■ Source records:
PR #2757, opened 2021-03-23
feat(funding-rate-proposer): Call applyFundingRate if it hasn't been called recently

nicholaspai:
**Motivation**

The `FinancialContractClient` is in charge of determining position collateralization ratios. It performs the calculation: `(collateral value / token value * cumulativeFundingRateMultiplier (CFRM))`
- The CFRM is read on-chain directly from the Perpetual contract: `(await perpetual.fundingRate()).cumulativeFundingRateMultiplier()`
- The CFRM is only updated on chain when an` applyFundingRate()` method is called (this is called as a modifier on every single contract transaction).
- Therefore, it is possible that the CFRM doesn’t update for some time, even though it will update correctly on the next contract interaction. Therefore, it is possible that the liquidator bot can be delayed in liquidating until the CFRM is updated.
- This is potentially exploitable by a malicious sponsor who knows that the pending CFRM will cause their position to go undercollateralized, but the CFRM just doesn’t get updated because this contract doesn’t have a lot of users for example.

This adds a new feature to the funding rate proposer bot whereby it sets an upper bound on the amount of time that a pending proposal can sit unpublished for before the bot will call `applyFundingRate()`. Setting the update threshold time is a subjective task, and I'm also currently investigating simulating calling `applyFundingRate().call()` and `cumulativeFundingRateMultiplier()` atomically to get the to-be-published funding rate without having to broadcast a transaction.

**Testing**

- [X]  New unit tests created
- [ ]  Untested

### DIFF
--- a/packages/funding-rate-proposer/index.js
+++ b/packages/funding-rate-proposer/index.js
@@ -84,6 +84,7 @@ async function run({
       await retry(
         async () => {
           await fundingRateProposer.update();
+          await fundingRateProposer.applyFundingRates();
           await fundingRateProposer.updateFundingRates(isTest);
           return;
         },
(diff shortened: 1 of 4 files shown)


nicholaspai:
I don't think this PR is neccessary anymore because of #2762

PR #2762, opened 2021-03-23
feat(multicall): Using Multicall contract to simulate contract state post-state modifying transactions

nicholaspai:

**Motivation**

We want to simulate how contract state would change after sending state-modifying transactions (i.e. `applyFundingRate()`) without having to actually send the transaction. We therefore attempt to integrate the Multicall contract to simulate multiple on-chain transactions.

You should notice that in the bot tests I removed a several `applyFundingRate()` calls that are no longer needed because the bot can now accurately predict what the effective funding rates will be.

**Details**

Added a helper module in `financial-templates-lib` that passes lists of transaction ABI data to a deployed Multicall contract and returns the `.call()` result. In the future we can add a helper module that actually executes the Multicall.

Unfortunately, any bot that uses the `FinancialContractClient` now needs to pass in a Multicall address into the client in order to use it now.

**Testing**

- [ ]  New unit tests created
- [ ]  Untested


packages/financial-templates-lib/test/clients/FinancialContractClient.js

■ Work task: Restate the records above word for word.

■ Response:
PR #2757, opened 2021-03-23
feat(funding-rate-proposer): Call applyFundingRate if it hasn't been called recently

nicholaspai:
**Motivation**

The `FinancialContractClient` is in charge of determining position collateralization ratios. It performs the calculation: `(collateral value / token value * cumulativeFundingRateMultiplier (CFRM))`
- The CFRM is read on-chain directly from the Perpetual contract: `(await perpetual.fundingRate()).cumulativeFundingRateMultiplier()`
- The CFRM is only updated on chain when an` applyFundingRate()` method is called (this is called as a modifier on every single contract transaction).
- Therefore, it is possible that the CFRM doesn’t update for some time, even though it will update correctly on the next contract interaction. Therefore, it is possible that the liquidator bot can be delayed in liquidating until the CFRM is updated.
- This is potentially exploitable by a malicious sponsor who knows that the pending CFRM will cause their position to go undercollateralized, but the CFRM just doesn’t get updated because this contract doesn’t have a lot of users for example.

This adds a new feature to the funding rate proposer bot whereby it sets an upper bound on the amount of time that a pending proposal can sit unpublished for before the bot will call `applyFundingRate()`. Setting the update threshold time is a subjective task, and I'm also currently investigating simulating calling `applyFundingRate().call()` and `cumulativeFundingRateMultiplier()` atomically to get the to-be-published funding rate without having to broadcast a transaction.

**Testing**

- [X]  New unit tests created
- [ ]  Untested

### DIFF
--- a/packages/funding-rate-proposer/index.js
+++ b/packages/funding-rate-proposer/index.js
@@ -84,6 +84,7 @@ async function run({
       await retry(
         async () => {
           await fundingRateProposer.update();
+          await fundingRateProposer.applyFundingRates();
           await fundingRateProposer.updateFundingRates(isTest);
           return;
         },
(diff shortened: 1 of 4 files shown)


nicholaspai:
I don't think this PR is neccessary anymore because of #2762

PR #2762, opened 2021-03-23
feat(multicall): Using Multicall contract to simulate contract state post-state modifying transactions

nicholaspai:

**Motivation**

We want to simulate how contract state would change after sending state-modifying transactions (i.e. `applyFundingRate()`) without having to actually send the transaction. We therefore attempt to integrate the Multicall contract to simulate multiple on-chain transactions.

You should notice that in the bot tests I removed a several `applyFundingRate()` calls that are no longer needed because the bot can now accurately predict what the effective funding rates will be.

**Details**

Added a helper module in `financial-templates-lib` that passes lists of transaction ABI data to a deployed Multicall contract and returns the `.call()` result. In the future we can add a helper module that actually executes the Multicall.

Unfortunately, any bot that uses the `FinancialContractClient` now needs to pass in a Multicall address into the client in order to use it now.

**Testing**

- [ ]  New unit tests created
- [ ]  Untested


packages/financial-templates-lib/test/clients/FinancialContractClient.js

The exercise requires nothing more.